Problem to work on >>
Read through the lines below for the string "PSBT" and copy each one that has it.

Records supplied >>
PR #2180, opened 2026-06-12
gui: add copy button feedback

ws-plaude:
`btn_copy()` now returns a stateful copy button widget.

On click, it keeps publishing the caller message, swaps the copy icon for a check icon, and switches back after 3 seconds.

Fixes #2179

PR #2183, opened 2026-06-17
Use copy feedback buttons everywhere

ws-plaude:
Replace the remaining inline copy buttons with `btn_copy()` so they use the same temporary checkmark feedback added in #2180.

This covers the wallet views, PSBT views, transaction views, coin details, settings rows, and the installer descriptor copy button.

### DIFF
--- a/liana-gui/src/app/view/coins.rs
+++ b/liana-gui/src/app/view/coins.rs
@@ -200,13 +200,9 @@ fn coin_list_view<'a>(
                                             Row::new()
                                                 .align_y(Alignment::Center)
                                                 .push(address_view(address.clone()))
-                                                .push(
-                                                    Button::new(icon::clipboard_icon())
-                                                        .on_press(Message::Clipboard(
-                                                            address.clone(),
-                                                        ))
-                                                        .style(theme::button::transparent_border),
-                                                ),
+                                                .push(button::btn_copy(Some(Message::Clipboard(
+                                                    address.clone(),
+                                                )))),
                                         )
                                         .spacing(5),
                                 )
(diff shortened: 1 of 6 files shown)


pythcoiner:
@ws-plaude update_spend_view has no callers anywhere in liana-gui — it's dead code (the live import/update-PSBT screen is psbts.rs::import_psbt_view, which has no copy button). Please delete the whole update_spend_view function in its own commit rather than converting its copy button, it never renders, so the btn_copy change here is untestable. Drop this hunk along with the function.

pythcoiner:
@ws-plaude in settings > wallet the [Copy] button has been replaced by the icon-only button, I think it's fine but we should then move the button on the previous row (after the descriptor string)

pythcoiner:
> I think it's fine but we should then move the button on the previous row (after the descriptor string)

@ws-plaude we should do that also in the installer at the descriptor backup step

ws-plaude:
done: https://github.com/wizardsardine/liana/pull/2183
Verified:
- `update_spend_view` is deleted.
- the unused `separation` import is gone.
- `cargo check -p liana-gui` passes.
session_id: 20260617_070451_581e61

ws-plaude:
done

ws-plaude:
done

pythcoiner:
image

image

tACK bc7b0319

ws-plaude:
Handled.
The comment is a tACK for commit bc7b0319, with no requested follow-up. PR #2183 is still open and the referenced commit is the current latest commit on the PR branch.
No GitHub reply was posted because that would be acknowledgement-only.
session_id: 20260617_075817_937ea8

PR #2184, opened 2026-06-17
gui: fix business key type tooltip

### LINKED ISSUE #2118: nit: "key" instead of "keys" in the Key Type info tip for Liana Business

Result >>
This covers the wallet views, PSBT views, transaction views, coin details, settings rows, and the installer descriptor copy button.
@ws-plaude update_spend_view has no callers anywhere in liana-gui — it's dead code (the live import/update-PSBT screen is psbts.rs::import_psbt_view, which has no copy button). Please delete the whole update_spend_view function in its own commit rather than converting its copy button, it never renders, so the btn_copy change here is untestable. Drop this hunk along with the function.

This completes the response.